Lo rivedremo in campo per l'inizio della prossima stagione della Nba: ci lascia nel dolore per il suo infortunio, nel tifo affettuoso che l'intero basket italiano fa per una sua rapida e completa guarigione, nell'amarezza di una Nazionale che si vedrà probabilmente costretta a rinviare il sogno di un recupero di credibilità che, dopo le prestazioni della stagione passata, si stava concretizzando. Ora Pianigiani dovrà ricominciare tutto da capo, in particolare sotto il profilo psicologico ricostruendo il morale di una squadra che ha perso il suo giovanissimo e indiscusso nuovo leader.

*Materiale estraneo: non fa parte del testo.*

PR #3666, opened 2019-10-19
Write all output to a single lattice writer instead of one per

luitjens:
iteration.

We are seeing that small corpus are dominated by writer Open/Close.

A better solution is to modify the key with the iteration number and
then handle the modified keys in scoring.  Note that if you have just a
single iteration the key is not modified and thus behavior is as
expected.

### DIFF
--- a/src/cudadecoderbin/batched-wav-nnet3-cuda.cc
+++ b/src/cudadecoderbin/batched-wav-nnet3-cuda.cc
@@ -90,13 +90,13 @@ void FinishOneDecode(const std::string &utt, const std::string &key,
                      int64 *num_frames, double *tot_like,
                      CompactLatticeWriter *clat_writer,
                      std::mutex *clat_writer_mutex, std::mutex *stdout_mutex,
-                     CompactLattice &clat) {
+                     const bool write_lattice, CompactLattice &clat) {
   nvtxRangePushA("FinishOneDecode");
   GetDiagnosticsAndPrintOutput(utt, word_syms, clat, stdout_mutex, num_frames,
                                tot_like);
-  {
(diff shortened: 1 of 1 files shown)


src/cudadecoderbin/batched-wav-nnet3-cuda.cc
```diff
@@ -90,13 +90,14 @@ void FinishOneDecode(const std::string &utt, const std::string &key,
                      int64 *num_frames, double *tot_like,
                      CompactLatticeWriter *clat_writer,
                      std::mutex *clat_writer_mutex, std::mutex *stdout_mutex,
-                     CompactLattice &clat) {
+                     const bool write_lattice, CompactLattice &clat) {
   nvtxRangePushA("FinishOneDecode");
   GetDiagnosticsAndPrintOutput(utt, word_syms, clat, stdout_mutex, num_frames,
                                tot_like);
+  if(write_lattice)
   {
```
danpovey: can you put the { on the same line as the if?  And space after 'if'.
Closing the clat_writer at the end is not needed, the destructor will do it.

src/cudadecoderbin/batched-wav-nnet3-cuda.cc
```diff
@@ -232,8 +227,10 @@ int main(int argc, char *argv[]) {
         std::string utt = wav_reader.Key();
         std::string key = utt;
 
-        // make key unique for each iteration
-        key = key + "-" + std::to_string(iter);
+        if(iterations>0) {
```
danpovey: space after if and around >

luitjens:
just did these, rebased, and pushed.

PR #3668, opened 2019-10-20
[src,build] Add minimal example to demonstrate pybind11 binding

danpovey:


pzelasko:
Perhaps you'll find scikit-build helpful - it's a utility for building different kinds of native extensions for Python with support for CMake (when/if you decide to migrate to CMake) https://github.com/scikit-build/scikit-build

danpovey:
Thanks.
I know that pybind11 building is very easy with CMake, but I wanted to
fully understand the actual process before handing it off to an opaque
build system.  We're working in parallel on the CMake build.
Actually it turns out that the build process for pybind11 is really quite
simple, even with conventional Makefiles.

src/pybind/README.md
```diff
@@ -4,7 +4,11 @@ you can cd to here and do:
 # make
 # python3
 >>> import kaldi_pybind as k
->>> str(k.FloatVector(10))
-' [ 0 0 0 0 0 0 0 0 0 0 ]\n'
->>>
+>>> import numpy as np
+>>> a = k.FloatVector(10)
+>>> b = np.array(a, copy_data = False)
```
naxingyu: `copy_data` is an invalid argument.

naxingyu: should be `copy`

kkm000:
@danpovey, is pybind11 still a thing?

revdeluxe:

Non sarà facile, ed emergono una volta di più tutti i limiti di una pallacanestro che sa esprimere campioni di livello assoluto, ma così fragile tecnicamente da non poter trovare valide e adeguate soluzioni alternative all'assenza di uno di essi. Una tegola che cade sul suo capo in coincidenza con le tragicomiche vicende di Caserta e Bologna (l'azionista fantasma e il presidente che manda la squadra in trasferte enogastronomiche che frutteranno tuttavia il lauto - ed assurdo - maxiassegno per l'impiego degli italiani, mai così strumentale e dunque inutile), al crollo verticale della Montepaschi che tutta assieme ha esaurito la spinta propulsiva dell'orgoglio che le veniva dalla recente tradizione, accusando in più il clima pesante che si respira in queste settimane a Siena. E poi le notizie destabilizzanti che vengono da Biella e Cremona lasciando interdetti i tifosi ma anche l'intero mondo del basket mentre la Federazione sta cercando faticosamente di costruire un argine allo smottamento di un movimento che, del resto, riflette le difficoltà crescenti dell'intero sistema-Paese.

Ma questo è il momento, soprattutto, di stringersi attorno a Gallinari e di mostrare sensibilmente la solidarietà ad un ragazzo che sta vivendo il peggiore momento della sua giovane e già straordinaria carriera.